Ultraviolence, 2020.
Written and directed by Ken Fero.
SYNOPSIS:
Since 1969, there have been over 2000 deaths in police custody in the UK. It is a frightening statistic that Ken Fero approaches with seasoned conviction. Ultraviolence employs unflinching archival footage to document the tragic and undignified deaths that took place between 1995 and 2005.
Ken Fero’s searing follow-up to his and Tariq Mehmood’s 2002 police brutality documentary Injustice is nothing if not a film for our time, and really for all time. Though many of us have been thinking about “blue-on-black violence” more than ever in 2020 per the death of George Floyd and the resulting Black Lives Matter protests, it is an undeniably historic social malady, and one which Fero’s new film captures with ferocious, righteous anger.
Framed as a letter written by Fero to his son – who was born mere months after 9/11, he notes – Ultraviolence is an unflinching indictment of the 2000+ deaths that have occurred in police custody in the UK over the last 50 years, examining a number of the most especially egregious cases, complete with interviews with the families the victims leave behind.
From minute one, Fero pulls no punches, telling the bile-inducing story of Christopher Alder, who after being assaulted outside a nightclub in 1998, was taken into police custody only to be left dying on the station reception’s floor.
Though we’re left to speculate on what the police may have done to Alder in the van on the way to the station – given that a postmortem confirmed Alder’s initial assault could not alone have caused death – Fero provides haunting footage of Alder taking his last breaths, all while the police around him crack jokes and seem entirely unconcerned.

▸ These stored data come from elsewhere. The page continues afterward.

PR #549, opened 2022-02-15
Remove remaining public fields

### LINKED ISSUE #495: Avoid public fields in cairo
Currently, cairo is the only crate that has public fields for `#[repr(C)]` structs like `cairo::Rectangle`/ `cairo::RectangleInt`. Instead we should have the same thing as elsewhere and add a constructor/getters/setters.

GuillaumeGomez:
Fixes #495.

### DIFF
--- a/cairo/src/matrices.rs
+++ b/cairo/src/matrices.rs
@@ -5,7 +5,8 @@ use crate::utils::status_to_result;
 
 #[repr(transparent)]
 #[derive(Debug, Clone, PartialEq)]
-pub struct Matrix(ffi::Matrix);
+#[doc(alias = "cairo_matrix_t")]
+pub struct Matrix(ffi::cairo_matrix_t);
 
 impl Default for Matrix {
     fn default() -> Self {
@@ -14,16 +15,16 @@ impl Default for Matrix {
 }
 
 impl Matrix {
-    pub(crate) fn ptr(&self) -> *const ffi::Matrix {
+    pub(crate) fn ptr(&self) -> *const ffi::cairo_matrix_t {
         self as *const Matrix as _
     }
 
-    pub(crate) fn mut_ptr(&mut self) -> *mut ffi::Matrix {
+    pub(crate) fn mut_ptr(&mut self) -> *mut ffi::cairo_matrix_t {
         self as *mut Matrix as _
     }
 
     pub(crate) fn null() -> Self {
-        Self(ffi::Matrix {
+        Self(ffi::cairo_matrix_t {
             xx: 0.0,
             yx: 0.0,
             xy: 0.0,
@@ -34,7 +35,7 @@ impl Matrix {
     }
 
     pub fn identity() -> Self {
-        Self(ffi::Matrix {
+        Self(ffi::cairo_matrix_t {
             xx: 1.0,
             yx: 0.0,
             xy: 0.0,
@@ -45,7 +46,7 @@ impl Matrix {
     }
 
     pub fn new(xx: f64, yx: f64, xy: f64, yy: f64, x0: f64, y0: f64) -> Self {
-        Self(ffi::Matrix {
+        Self(ffi::cairo_matrix_t {
             xx,
             yx,
             xy,
--- a/cairo/src/matrices.rs
+++ b/cairo/src/matrices.rs
@@ -2,20 +2,10 @@
 
 use crate::error::Error;
 use crate::utils::status_to_result;
-use libc::c_double;
 
-#[repr(C)]
-#[derive(Debug, Clone, Copy, PartialEq)]
-pub struct Matrix {
-    pub xx: c_double,
-    pub yx: c_double,
-
-    pub xy: c_double,
-    pub yy: c_double,
-
-    pub x0: c_double,
-    pub y0: c_double,
-}
+#[repr(transparent)]
+#[derive(Debug, Clone, PartialEq)]
+pub struct Matrix(ffi::Matrix);
 
 impl Default for Matrix {
     fn default() -> Self {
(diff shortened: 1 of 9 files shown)


cairo/src/matrices.rs
```diff
@@ -65,6 +65,43 @@ impl Matrix {
         }
     }
 
+    pub fn xx(self) -> c_double {
```
sdroege, line 68:
```suggestion
    pub fn xx(self) -> f64 {
```

And elsewhere

cairo/src/matrices.rs
```diff
@@ -65,6 +65,43 @@ impl Matrix {
...
+        self.xx
+    }
+    pub fn set_xx(&mut self, xx: f64) {
+        self.xx = xx;
+    }
+    pub fn yx(self) -> c_double {
```
sdroege, line 74:
```suggestion
    pub fn yx(&self) -> c_double {
```

would make more sense. It's not super-cheap

cairo/src/rectangle.rs
```diff
@@ -10,10 +10,45 @@ use std::mem;
...
+impl Rectangle {
+    pub fn new(self, x: f64, y: f64, width: f64, height: f64) -> Self {
+        Self {
+            x,
+            y,
+            width,
+            height,
+        }
+    }
+    pub fn x(self) -> f64 {
```
sdroege, line 28:
```suggestion
    pub fn x(&self) -> f64 {
```

cairo/src/rectangle.rs
```diff
@@ -10,10 +10,45 @@ use std::mem;
...
-    pub width: f64,
-    pub height: f64,
+    x: f64,
+    y: f64,
+    width: f64,
+    height: f64,
+}
+
+impl Rectangle {
+    pub fn new(self, x: f64, y: f64, width: f64, height: f64) -> Self {
```
sdroege, line 20:
```suggestion
    pub fn new(x: f64, y: f64, width: f64, height: f64) -> Self {
```

cairo/src/rectangle_int.rs
```diff
@@ -10,10 +10,45 @@ use std::mem;
...
-    pub width: i32,
-    pub height: i32,
+    x: i32,
+    y: i32,
+    width: i32,
+    height: i32,
+}
+
+impl RectangleInt {
+    pub fn new(self, x: i32, y: i32, width: i32, height: i32) -> Self {
```
sdroege, line 20:
```suggestion
    pub fn new(x: i32, y: i32, width: i32, height: i32) -> Self {
```

cairo/src/rectangle_int.rs
```diff
@@ -10,10 +10,45 @@ use std::mem;
...
+        Self {
+            x,
+            y,
+            width,
+            height,
+        }
+    }
+    pub fn x(self) -> i32 {
```
sdroege, line 28:
```suggestion
    pub fn x(&self) -> i32 {
```

cairo/src/matrices.rs
```diff
@@ -7,14 +7,14 @@ use libc::c_double;
 #[repr(C)]
 #[derive(Debug, Clone, Copy, PartialEq)]
 pub struct Matrix {
```
sdroege, line 9: Should maybe be a `#[repr(transparent)]pub struct Matrix(ffi::cairo_matrix_t)`? Same for the others

cairo/src/matrices.rs
GuillaumeGomez: Should we remove the `Copy` impl then?

cairo/src/rectangle.rs
GuillaumeGomez: Oh wow, I did very bad...

cairo/src/rectangle_int.rs
GuillaumeGomez: Same question: should we remove the `Copy` impl then?

GuillaumeGomez:
I had to manually implement `Debug` on the `Rectangle` types because of this failure:

```
failures:

---- context::tests::clip_rectangle stdout ----
thread 'context::tests::clip_rectangle' panicked at 'assertion failed: `(left == right)`
  left: `"RectangleList([Rectangle(cairo_rectangle_t { x: 0.0, y: 0.0, width: 10.0, height: 10.0 })])"`,
 right: `"RectangleList([Rectangle { x: 0.0, y: 0.0, width: 10.0, height: 10.0 }])"`', cairo/src/context.rs:982:9
note: run with `RUST_BACKTRACE=1` environment variable to display a backtrace


failures:
    context::tests::clip_rectangle
```

cairo/src/matrices.rs
```diff
@@ -2,20 +2,11 @@
...
-    pub yx: c_double,
-
-    pub xy: c_double,
-    pub yy: c_double,
-
-    pub x0: c_double,
-    pub y0: c_double,
-}
+#[repr(transparent)]
+#[derive(Debug, Clone, PartialEq)]
```
sdroege, line 7: @bilelmoussaoui What do you think about implementing `Copy` or not here? For all the graphene types (which are similar) we implement `Copy`, and e.g. a `[f64; 16]` would also be `Copy` (and that would be a `cairo::Matrix` with a different name).

cairo/src/matrices.rs
```diff
@@ -133,21 +161,27 @@ mod tests {
...
+        let ffi_matrix = crate::ffi::cairo_matrix_t {
+            xx: 1.0,
+            yx: 2.0,
+            xy: 3.0,
+            yy: 4.0,
+            x0: 5.0,
+            y0: 6.0,
+        };
+
+        let transmuted: Matrix = unsafe { std::mem::transmute(ffi_matrix) };
```
sdroege, line 173: This test is meaningless now because it's the same type by construction.

cairo/src/rectangle.rs
```diff
@@ -6,14 +6,55 @@ use std::fmt;
...
+    }
+    pub fn height(&self) -> f64 {
+        self.0.height
+    }
+    pub fn set_height(&mut self, height: f64) {
+        self.0.height = height;
+    }
+}
+
+impl fmt::Debug for Rectangle {
```
sdroege, line 49: Please also do a nice `Debug` impl for `cairo::Matrix` while you're at it :)

sdroege (commented):
Seems good otherwise

sdroege:
> I had to manually implement `Debug` on the `Rectangle` types because of this failure:

Why is there a test comparing the output of the `Debug` impl? Can you fix that? :)

cairo/src/matrices.rs
bilelmoussaoui: I guess that is fine, but then will all the Matrix methods take the type by ref or not? because the graphene types do

sdroege: You mean leave it like this or add the `Copy` impl back? And taking any value that is bigger than a pointer by reference makes sense.

bilelmoussaoui: Add the copy impl back

GuillaumeGomez:
> > I had to manually implement `Debug` on the `Rectangle` types because of this failure:
> 
> Why is there a test comparing the output of the `Debug` impl? Can you fix that? :)

What do you mean by fixing? Like removing it?

sdroege:
> What do you mean by fixing? Like removing it?

Doing what the test is doing without relying on the string representation of the `Debug` impl

cairo/src/matrices.rs
GuillaumeGomez: Considering that we need to make our methods take `self` behind a reference, I think it's pretty obvious that `Matrix` shouldn't implement `Copy`.

sdroege: Those are completely independent concerns

GuillaumeGomez: In what way? If we need to be careful about it, our users will need to. At this point, it's simply better to prevent this problem by making it impossible to happen.

sdroege: Copying comment from @ranfdev from Matrix:
> When the CPU fetches some data from the RAM, multiple words are fetched and put in the cache. On a modern computer fetching 64 bits should take mostly the same time as fetching 256 bits (given that those bits are contiguous in memory).

The only real concern here is for passing via functions as passing anything bigger than a pointer can easily require some additional work: making space available on the stack and copying the value in there so that a pointer to the stack can be passed to the function.

sdroege (approved):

Then there’s Brian Douglas, who in 1995 was stopped by the police on his way home from a nightclub and hit in the head by a police baton, causing a fractured skull which led to his death a week later. Inexplicably, a verdict of “death by misadventure” was returned.
Viewers are more likely to be familiar with the prominently-featured 2005 death of Brazilian Jean Charles de Menezes, who was shot seven times in the head at Stockwell tube station just two weeks after the 7/7 London bombings.
Unsurprisingly these crimes failed to win much in the way of justice, with a verdict of unlawful killing being rendered in the case of Alder, yet nothing in the way of a conviction ever being secured. Elsewhere vague, effete rulings of poor police training emerge, but no accountability, which speaks to the bar for prosecuting police being so disproportionately high compared to regular citizens.
Much of the film depicts the relatives of the victims fighting to score a successful prosecution in the hope it serves as a deterrent, given that the last time a British police officer was convicted of killing someone in custody was back in 1985, when Sergeant Alwyn Sawyer beat inmate Henry Foley severely enough to detach his left kidney and later cause his death. Unsurprisingly given the verdict, Foley was a white man.
Of the near-dozen more recent cases mentioned in detail over the course of the film, only Douglas’ case ever managed to attain even a sliver of justice, with PC Mark Tuffey, who administered the baton blow to his head, being convicted of racially aggravated behaviour, albeit with a punishment constituting a mere £400 fine and £400 in costs.
Fero’s film is about far more than this single subject, though, leaping off to become a wider commentary on the institutional, systemic sickness of the British condition, from the corrupt judicial system to the ineffective, overly bureaucratic oversight committees, the War on Terror, Islamophobia, and “Fake News” (which, Fero reminds us, is nothing new). Most disconcertingly, Fero draws attention to society’s complicity in allowing it all to happen, by either turning a blind eye or fatalistically assuming that nothing can be done, because isn’t apathy easier?
“Memory is fragile and it needs to be spoken to be kept alive,” Fero says in one of his many poetic declarations to his son, serving as a powerful call to retain the collective social memory of trauma, to stay angry, and to break the cycle of exploitation in the next generation. After all, George Floyd telling officers, “I can’t breathe,” and being duly ignored is echoed powerfully here with 2008 police brutality victim Frank Ogboru saying very much the same. Wouldn’t it be nice if, in another 12 years, we didn’t have another example of this?
Fero’s film derives enormous power from the simple wrenching humanity of its stories and the people lost within them, creating a hypnotic, nauseating collage of brutality, inquests, protests, and vigils. It moves fast and hits hard for all of its 75 minutes, with just enough of a flowery spicing by way of its voiceover narration.
Though clearly produced on a budget – the intertitles resemble late ’90s Word Art, possibly on purpose – and some of the animated accompaniments skate on the verges of taste, they do little to detract from the film’s sharp, bruising, concise impact.
Ultraviolence is truly a polemic for past, present, and probably future – horrifying, infuriating, vital, and eventually hopeful in the power of people to resist.